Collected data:
- Opening Delimiter -

PR #853, opened 2023-09-27
Bundle dynamically selected libstdc++

sloede:
Julia by default uses [`libstdcxxprobe()`](https://github.com/JuliaLang/julia/blob/8de80bdf902e0899dd3e39636a95769cf44c823b/cli/loader_lib.c#L254) on Linux systems to figure out whether to load the system `libstdc++` or the one bundled with Julia. Not doing this can cause problems if other libraries used by a Julia process are compiled against a system libstdc++ that is newer than the one provided by Julia

PackageCompiler currently always bundles the library shipped with Julia, not honoring the dynamic selection. This PR aims to remedy this by searching for the `libstdc++` that will be bundled in the directory where the currently loaded `libstdc++` resides.

xref: https://discourse.julialang.org/t/precedence-of-local-and-julia-shipped-shared-libraries/104258?u=sloede

@staticfloat it would be great if you could have a look if this seems like a reasonable implementation to you.

@giordano thanks a lot for the initial pointer on how get the `libstdc++` actually used by Julia.

### DIFF
--- a/src/PackageCompiler.jl
+++ b/src/PackageCompiler.jl
@@ -1183,66 +1183,52 @@ function glob_pattern_lib(lib)
     error("unknown os")
 end
 
-# Take `path` to a libstdc++ library and return aliases for soname symlinks
+# Take `path` to a libstdc++ library and return aliases for shared library symlinks:
 # - Unix:
 #   `path/to/libstdc++.so.6.0.30` will yield aliases
 #   `libstdc++.so.6.0.30`, `libstdc++.so.6`, `libstdc++.so`
 # - Apple:
 #   `path/to/libstdc++.6.0.30.dylib` will yield aliases
 #   `libstdc++.6.0.30.dylib`, `libstdc++.6.dylib`, `libstdc++.dylib`
-# - Windows (no versions in filenames):
-#   `path/to/libstdc++.dll` will yield alias `libstdc++.dll`
+# - Windows:
+#   `path/to/libstdc++-6.0.30.dll` will yield aliases
+#   `libstdc++-6.0.30.dll`, `libstdc++-6.dll`, `libstdc++.dll`
+# If the major version cannot be inferred from the filename, return only full name and the
+# alias without any version information.
 function get_libstdcxx_aliases(path)
-    # Always add full filename to list of aliases
-    filename = basename(path)
-    aliases = String[filename]
-
-    if Sys.iswindows()
-        # Windows does not encode versions in filenames
-        return aliases
-    end
-
-    # Split filename into components
-    components = split(filename, ".")
-
-    if Sys.isapple()
-        # macOS uses `libname[.major[.minor[.patch]].dylib`, where the version parts are optional
-        # we want the full name (`filename`) plus
-        # - `libname.dylib`
-        # - `libname.major.dylib` (if `major` exists)
-        if last(components) != Libdl.dlext
-            error("unexpected filename: last component should be `.$(Libdl.dlext)` but is `$(last(components))`")
-        end
-        libname = components[1]
-        ext = components[end]
-        push!(aliases, libname * "." * ext) # `libname.dylib`
-        if length(components) > 2
-            major = components[2]
-            push!(aliases, libname * "." * major * "." * ext) # `libname.major.dylib`
-        end
-        return unique(aliases)
+    # Extract library name and version from path
+    os = if Sys.iswindows()
+        "windows"
+    elseif Sys.isapple()
+        "macos"
     elseif Sys.isunix()
-        # Unix uses `libname.so[.major[.minor[.patch]]`, where the version parts are optional
-        # we want the full name (`filename`) plus
-        # - `libname.so`
-        # - `libname.major.so` (if `major` exists)
-        if length(components) < 2
-            error("unexpected filename: no file extension found")
-        end
-        if components[2] != Libdl.dlext
-            error("unexpected filename: second component should be `.$(Libdl.dlext)` but is `$(components[2])`")
-        end
-        libname = components[1]
-        ext = components[2]
-        push!(aliases, libname * "." * ext) # `libname.so`
-        if length(components) > 2
-            major = components[3]
-            push!(aliases, libname * "." * ext * "." * major) # `libname.so.major`
-        end
-        return unique(aliases)
+        "unix"
     else
         error("unable to determine aliases; system is not Windows, macOS, or UNIX")
     end
+    libname, version = Base.BinaryPlatforms.parse_dl_name_version(path, os)
+
+    # Always add full filename and base library name to list of aliases
+    ext = Libdl.dlext
+    aliases = String[basename(path), "$libname.$ext"]
+
+    # If version exists, also add alias for major version
+    if !isnothing(version)
+        major = version.major
+        if Sys.iswindows()
+            # libname-major.dll
+            push!(aliases, "$libname-$major.$ext")
+        elseif Sys.isapple()
+            # libname.major.dylib
+            push!(aliases, "$libname.$major.$ext")
+        else
+            # libname.so.major
+            push!(aliases, "$libname.$ext.$major")
+        end
+    end
+
+    # Return unique list in case, e.g., filename is identical to base library name
+    return unique(aliases)
 end
 
 # TODO: Detangle printing from business logic
--- a/src/PackageCompiler.jl
+++ b/src/PackageCompiler.jl
@@ -1200,11 +1200,17 @@ function bundle_julia_libraries(dest_dir, stdlibs)
     tot_libsize = 0
     printstyled("PackageCompiler: bundled libraries:\n")
 
-    # Reqiored libraries
+    # Bundle the libstdc++ that is actually loaded by Julia
+    # xref: https://discourse.julialang.org/t/precedence-of-local-and-julia-shipped-shared-libraries/104258?u=sloede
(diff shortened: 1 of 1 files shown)


src/PackageCompiler.jl
```diff
@@ -1200,11 +1200,23 @@ function bundle_julia_libraries(dest_dir, stdlibs)
...
+    # Bundle the libstdc++ that is actually loaded by Julia
+    # xref: https://discourse.julialang.org/t/precedence-of-local-and-julia-shipped-shared-libraries/104258?u=sloede
+    libstdcpp_search = filter(contains("libstdc++"), Libdl.dllist())
+    if isempty(libstdcpp_search)
+        # Fall back to default search directory if libstdc++ is not loaded
+        libstdcpp_dir = libjulia_dir
+    else
+        # If libstdc++ was found, get absolute path to directory
+        libstdcpp_dir = dirname(abspath(first(libstdcpp_search)))
+    end
```
staticfloat, line 1212: Another option is to just `dlopen("libstdc++")` before running `Libdl.dllist()`:

On macOS that will load the one that comes with Julia:
```
julia> using Libdl
       Libdl.dllist()
       @show filter(contains("libstdc++"), Libdl.dllist())
       dlopen("libstdc++")
       @show filter(contains("libstdc++"), Libdl.dllist());
filter(contains("libstdc++"), Libdl.dllist()) = String[]
filter(contains("libstdc++"), Libdl.dllist()) = ["/Users/sabae/.julia/juliaup/julia-1.9.3+0.aarch64.apple.darwin14/lib/julia/libstdc++.6.dylib"]
```

On Linux (where we do the fancy `libstdc++` search) you'll already have `libstdc++` loaded, so the `dlopen("libstdc++")` doesn't do anything.  The only reason I suggest this is that then `Libdl.dllist()` will always then give you the absolute path to the file, which may be less prone to edge cases than searchinmg in a directory.

sloede: You think it could happen that `Libdl.dllist()` contains a library without a full path?

The reason I implemented it similar to the existing search is that this way you end up with, e.g.,
```
lrwxrwxrwx 1 mschlott mi      19 Sep 27 09:17 libstdc++.so.6 -> libstdc++.so.6.0.28
-rw-r--r-- 1 mschlott mi 1956992 Sep 27 09:17 libstdc++.so.6.0.28
```
in `PREFIX/lib/julia` for a `/usr/lib/x86_64-linux-gnu` directory with
```
lrwxrwxrwx 1 root root      19 Jul  9 08:45 /usr/lib/x86_64-linux-gnu/libstdc++.so.6 -> libstdc++.so.6.0.28
-rw-r--r-- 1 root root 1956992 Jul  9 08:45 /usr/lib/x86_64-linux-gnu/libstdc++.so.6.0.28
```
Otherwise, you'd have to `cp(src, dst; follow_symlinks=true)` to make sure that symbolic links are resolved before copying.

But if you think that's better/saner/more robust, I'm happy to change it as you suggested.

staticfloat: The reason for `libstdc++.so.6 -> libstdc++.so.6.0.28` to exist is so that a wide variety of applications can link against `libstdc++.so.6` and find the file on-disk, but once it's already in memory that shouldn't matter, it should look at the `SONAME` of the loaded library and short-circuit based on that.  I like using `Libdl.dllist()`'s output (which should always be an absolute pathname to the actual file) to avoid problems like finding a linker script instead of the actual `.so`, bundling multiple versions of the same library if you somehow have multiple, etc....  If you need a library, I just think it's simpler to copy precisely the file that ends up getting loaded.

sloede: I tried your suggestion, but I ran into new troubles. On my test system, the system libstdc++ is actually older than the one bundled with Julia. Thus, before I used
```shell
LD_PRELOAD=/usr/lib/x86_64-linux-gnu/libstdc++.so.6.0.28 my/packagecompiler/build/command
```
to make sure that I can test with using a non-Julia libstdc++. In this case, however, Julia will actually load *both* libraries, and
```julia
dlopen("libstdc++")
@show filter(contains("libstdc++"), Libdl.dllist());
```
yields
```
["/usr/lib/x86_64-linux-gnu/libstdc++.so.6.0.28", "/mnt/hd1/opt/julia/1.9.3/bin/../lib/julia/libstdc++.so"]
```

Thus it seems if someone is intent on preloading libstdc++ (which is not unheard of), this new approach will fail - indeed, `dlopen` *will* load a second library if they do not match 100%.

I then tried the following, where I tested whether libstdc++ is already loaded and then call `Libdl.dlopen` only if it isn't. This remedies the problem before, but now a second issue arises:

While `dllist()` contains absolute paths, it does _not_ resolve symbolic links. Since Julia looks for `libstdc++.so.6`, it will stop and use the first it finds, e.g., `/mnt/hd1/opt/julia/1.9.3/bin/../lib/julia/libstdc++.so.6`. However, I cannot just copy this path, since it is just a symbolic link. If I call `realpath` before copying, this will, however, put `libstdc++.so.6.0.30` in my bundle, which will _not_ be picked up when Julia searches for `libstdc++.so.6` (I verified this using `LD_DEBUG=libs`). Thus, the next option would be that I copy the library _without_ resolving symlinks, but use `follow_symlinks=true`. This will work well, but now we end up with only `libstdc++.so.6` in the bundle without being able to tell which version it actually is. It also seems fishy to me to leave it at that, given that is _not_ how the symlinks are organized on Linux/macOS systems.

Therefore, what I seem to end up with (as far as I can tell), is the following:
* Use `dlopen` to load `libstdc++` if not yet present in `dllist()`
* Get path to `libstdc++` from `dllist()`
* Expand path to `realpath(abspath(...))`
* Copy this `libstdc++` to `PREFIX/lib/julia` (e.g., `libstdc++.so.6.0.28` or `libstdc++.6.dylib` or `libstdc++.dll`)
* Create relative symlinks within `PREFIX/lib/julia`:
  * `Sys.iswindows()`: nothing to do
  * `Sys.isapple()`:
    ```
    libstdc++.dylib -> libstdc++.6.dylib
    ```
  * `Sys.isunix()`:
    ```
    libstdc++.so -> libstdc++.so.6.0.28
    libstdc++.so.6 -> libstdc++.so.6.0.28
    ```

This seems to be very involved 😅, thus it would be great to get some feedback whether this sounds correct or if I'm missing something else.

sloede: I went ahead and implemented this newest approach in https://github.com/JuliaLang/PackageCompiler.jl/pull/853/commits/21c2f726ccd78fe95f35df2d954b864bf8020330. I am having it tested it by the colleague who filed the original issue, and we will report back.

bgeihe: Hi there!

I just confirmed that  @sloede 's current implementation fixes my initial issue, i.e. with his fix my system `libstdc++.so.6.0.32` is correctly picked up by PackageCompiler.

sloede:
@staticfloat it would be great to get another review from you, otherwise I'll go ahead and merge this within the next few days (unless @KristofferC objects).

src/PackageCompiler.jl
```diff
@@ -1183,6 +1183,68 @@ function glob_pattern_lib(lib)
...
+# Take `path` to a libstdc++ library and return aliases for soname symlinks
+# - Unix:
+#   `path/to/libstdc++.so.6.0.30` will yield aliases
+#   `libstdc++.so.6.0.30`, `libstdc++.so.6`, `libstdc++.so`
+# - Apple:
+#   `path/to/libstdc++.6.0.30.dylib` will yield aliases
+#   `libstdc++.6.0.30.dylib`, `libstdc++.6.dylib`, `libstdc++.dylib`
+# - Windows (no versions in filenames):
+#   `path/to/libstdc++.dll` will yield alias `libstdc++.dll`
+function get_libstdcxx_aliases(path)
```
staticfloat, line 1195: If you like, you can make use of `Base.BinaryPlatforms.parse_dl_name_version` to eliminate some of the toil here.

staticfloat (approved):
Overall, this looks like a fine approach to me!

src/PackageCompiler.jl
sloede: Thanks for the hint! Done in https://github.com/JuliaLang/PackageCompiler.jl/pull/853/commits/8fbe560a534d58a4a0ae3d8e191e383ab1eee1ab.

sloede:
@bgeihe could you please try once more if this PR works on your previously broken system, now that I simplified the library alias code? If it does (and the tests pass), we can merge this PR.

bgeihe:
Confirmed!

PallHaraldsson:
It good that you fixed this, but I see what we bundle has grow from 1378688 libstdc++.so.6.0.25, to 18006768 julia-1.8.1/usr/lib/libstdc++.so.6.0.29 to 18763496 libstdc++.so.6.0.30 and is non-small already.

So is 13% larger, and is the 18 MB overhead actually really needed? We're updating to LLVM 16, should likely 17 and 18, and can we expect we need to update newer larger each time?

I was thinking couldn't Julia apps in most cases just dynamically probe and use the system C++ library, at least at some point in the future? I'm not sure what other programs do, C++ based or otherwise.

I believe the C++ library is used by LLVM, not the rest of Julia, and LLVM can optionally be dropped. Would it then be ok to drop that library too?

I realize some JLL (e.g. for Qt) might also use it, but how recent C++ system library can we expect? Locate actually located none for me on my Linux Mint, which is strange, you would always have at least some version?!

PR #870, opened 2023-10-20
[WIP] Allow setting a command prefix for the sysimage build command

sloede:
This PR adds a new, optional `sysimage_build_prefix` kwarg to `create_{sysimage,app,library}`. It aims to allow one to prepend the build command called when creating a sysimage with a user-specified command prefix.

The main motivation is to be able to call PackageCompiler.jl from within an MPI-started process. This is sometimes required on supercomputers, where calling MPI functions without having started a process via `mpirun`/`srun`/`aprun` etc. is disabled.

cc @lchristm


lchristm:
@sloede The prefix is only needed for executing scripts passed via `precompile_execution_file` and not for building the system image afterwards. I changed the PR branch accordingly but I think it would be reasonable to change the PR title as well.

PR #877, opened 2023-10-25
Bundle `7z[.exe]` with libaries/apps

### LINKED ISSUE #681: `7z.exe` and `7z.dll` are not included as dependencies on the bin folder of a compiled package.
I am distributing some compiled versions of packages and recently a user reported that the module broke because he had no permission to check if there was a 7z library when using the command `Sys.which(p7zip_exe)` in p7zip_jll. This made me realize that 7z was not being bundled together with other libs since it didn't return after checking if the file existed in the following function.
```julia
function init_p7zip_path()
    # Prefer our own bundled p7zip, but if we don't have one, pick it up off of the PATH
    # If this is an in-tree build, `7z` will live in `bin`.  Otherwise, it'll be in `libexec`
    for bundled_p7zip_path in (joinpath(Sys.BINDIR, Base.LIBEXECDIR, p7zip_exe),
                               joinpath(Sys.BINDIR, p7zip_exe))
        if isfile(bundled_p7zip_path)
            global p7zip_path = abspath(bundled_p7zip_path)
            return
        end
    end
    global p7zip_path = something(Sys.which(p7zip_exe), p7zip_exe)
end
```
It happens that `7z.dll` and `7z.exe` are not present in the `bin` folder of julia but are in `Base.LIBEXECDIR`. Apparently when we compile a package all the files in `Base.LIBEXECDIR` are not copied together with other dependencies. 

Could we add a feature that allows users to add `7z` to the libs along with everyother dependency?

sloede:
Resolves #681.

### DIFF
--- a/src/PackageCompiler.jl
+++ b/src/PackageCompiler.jl
@@ -1366,7 +1366,7 @@ function bundle_julia_libraries(dest_dir, stdlibs)
     return
 end
 
-function bundle_julia_libexec(ctx, destdir)
+function bundle_julia_libexec(ctx, dest_dir)
     # We only bundle the `7z` executable at the moment
     @assert ctx.env.manifest !== nothing
     uses_p7zip_jll = false
@@ -1380,8 +1380,14 @@ function bundle_julia_libexec(ctx, destdir)
         return
     end
 
-    # Use Julia-private `libexec` folder (normpath is required in case `bin` does not exist)
-    bundle_libexec_dir = normpath(joinpath(dest_dir, "bin", Base.PRIVATE_LIBEXECDIR))
+    # Use Julia-private `libexec` folder if it exsts
+    # (normpath is required in case `bin` does not exist in `dest_dir`)
+    libexecdir_rel = if isdefined(Base, :PRIVATE_LIBEXECDIR)
+        Base.PRIVATE_LIBEXECDIR
+    else
+        Base.LIBEXECDIR
+    end
+    bundle_libexec_dir = normpath(joinpath(dest_dir, "bin", libexecdir_rel))
     mkpath(bundle_libexec_dir)
 
     p7zip_exe = basename(p7zip_path)
--- a/src/PackageCompiler.jl
+++ b/src/PackageCompiler.jl
@@ -1369,14 +1369,7 @@ end
 function bundle_julia_libexec(ctx, dest_dir)
     # We only bundle the `7z` executable at the moment
     @assert ctx.env.manifest !== nothing
-    uses_p7zip_jll = false
-    for (_, package) in ctx.env.manifest
-        if package.name == "p7zip_jll"
-            uses_p7zip_jll = true
-            break
-        end
-    end
-    if !uses_p7zip_jll
+    if !any(x -> x.name == "p7zip_jll", values(ctx.env.manifest))
         return
     end
 
--- a/src/PackageCompiler.jl
+++ b/src/PackageCompiler.jl
@@ -1039,7 +1039,7 @@ function create_library(package_or_project::String,
     mkpath(dest_dir)
     stdlibs = filter_stdlibs ? gather_stdlibs_project(ctx; only_in_sysimage=false) : _STDLIBS
     bundle_julia_libraries(dest_dir, stdlibs)
-    bundle_julia_libexec(ctx, destdir)
+    bundle_julia_libexec(ctx, dest_dir)
     bundle_artifacts(ctx, dest_dir; include_lazy_artifacts)
     bundle_headers(dest_dir, header_files)
     bundle_project(ctx, dest_dir)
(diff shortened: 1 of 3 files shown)


staticfloat:
Do we need to bundle `lld` as well?

sloede:
> Do we need to bundle `lld` as well?

Didn't see any issues complaining about missing `lld`, while `7z` is required by Pkg, and it's been complained about just today by two separate parties. I thus went ahead and went with the minimum solution that can help to fix this issue.

Though, as discussed on Slack today, it does not fix the underlying issue of, e.g., MKL_jll being downloaded even if we do not want it.

src/PackageCompiler.jl
```diff
@@ -1363,6 +1365,38 @@ function bundle_julia_libraries(dest_dir, stdlibs)
...
+    has_pkg = false
+    for (_, package) in ctx.env.manifest
+        if package.name == "Pkg"
+            has_pkg = true
+            break
+        end
+    end
+    if !has_pkg
+        return
+    end
```
staticfloat, line 1380: I think a better check would be if `p7zip_jll` is in the manifest, [which Pkg depends on](https://github.com/JuliaLang/Pkg.jl/blob/487f9e271d7ed48eb336409879e793149977d5a0/Project.toml#L25).

src/PackageCompiler.jl
```diff
@@ -1363,6 +1365,38 @@ function bundle_julia_libraries(dest_dir, stdlibs)
...
+
+    # We only bundle the `7z` from Julia
+    for julia_p7zip_path in (joinpath(Sys.BINDIR, Base.PRIVATE_LIBEXECDIR, p7zip_exe),
+                             joinpath(Sys.BINDIR, p7zip_exe))
+        if isfile(julia_p7zip_path)
+            mkdir(bundle_libexec_dir)
+            cp(julia_p7zip_path, bundle_p7zip_path)
+            return
+        end
+    end
```
staticfloat, line 1394: Perhaps it's just easier to use `p7zip_jll.p7zip_path`?

staticfloat (changes requested):

src/PackageCompiler.jl
sloede: Sounds good!

src/PackageCompiler.jl
sloede: I thought about this. However, in trying to remain at least somewhat portable, I decided against it and figured it might be better to just bundle whatever Julia is shipping. Otherwise, we might bundle a `7z` executable that is not usable on other machines due to some secondary dependencies that are only available on the host system. But if you think this is a non-concern, I could also use `p7zip_jll.p7zip_path`

staticfloat: > I decided against it and figured it might be better to just bundle whatever Julia is shipping

`p7zip_jll.p7zip_path` _is_ what Julia is shipping. :)  JLLs that ship with Julia give you the path to the thing that ships with Julia.

sloede: From what I understand [here](https://github.com/JuliaLang/julia/blob/d0c42840f6ff509421a3f0d28ebe5bd80c625cc3/stdlib/p7zip_jll/src/p7zip_jll.jl#L70-L81), it could also be the executable that is found through `Sys.which`. Or am I missing something?

staticfloat: That is correct; but I don't expect such a Julia to be a common occurrence, and in the future if our stdlib JLLs become more JLL-like (and no longer dump things into `${prefix}/libexec` but rather into `${prefix}/share/julia/stdlib/v1.X/artifacts/1a2b3c4d/`) that path will continue to be correct, whereas the one here will no longer be correct.

sloede: OK, gotcha. But that means I should also make `p7zip_jll` explicitly a dependency of PackageCompiler.jl, right?

staticfloat: Yes

src/PackageCompiler.jl
sloede: Done in c87edb8.

src/PackageCompiler.jl
sloede: Done in c87edb8.

sloede:
@bgeihe @mashu it would be great if you could test this PR to verify that it fixes your respective issues with `7z` not being found by Pkg.

src/PackageCompiler.jl
```diff
@@ -1363,6 +1366,36 @@ function bundle_julia_libraries(dest_dir, stdlibs)
     return
 end
 
+function bundle_julia_libexec(ctx, dest_dir)
+    # We only bundle the `7z` executable at the moment
+    @assert ctx.env.manifest !== nothing
+    uses_p7zip_jll = false
+    for (_, package) in ctx.env.manifest
```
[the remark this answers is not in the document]
sloede: Thanks for the suggestion! Done in 153c30f.

bgeihe:
Works for me. Praise @sloede !

staticfloat (approved):

bjarthur:
i tested this PR and it works great!  fixes https://github.com/JuliaLinearAlgebra/MKL.jl/issues/137 too

sloede:
@bjarthur Thanks a lot for verifying! We have conflicting reports from another use (@bgeihe) so I would like to run a few more tests before merging this. However, since for the majority of people this PR seems to work fine, I will create a new release with it probably still within this week.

- Closing Delimiter -

• _Problem to work on_
Please count the lines above that contain the string "Done" and reply with the number alone.

• _Reply to the task_
4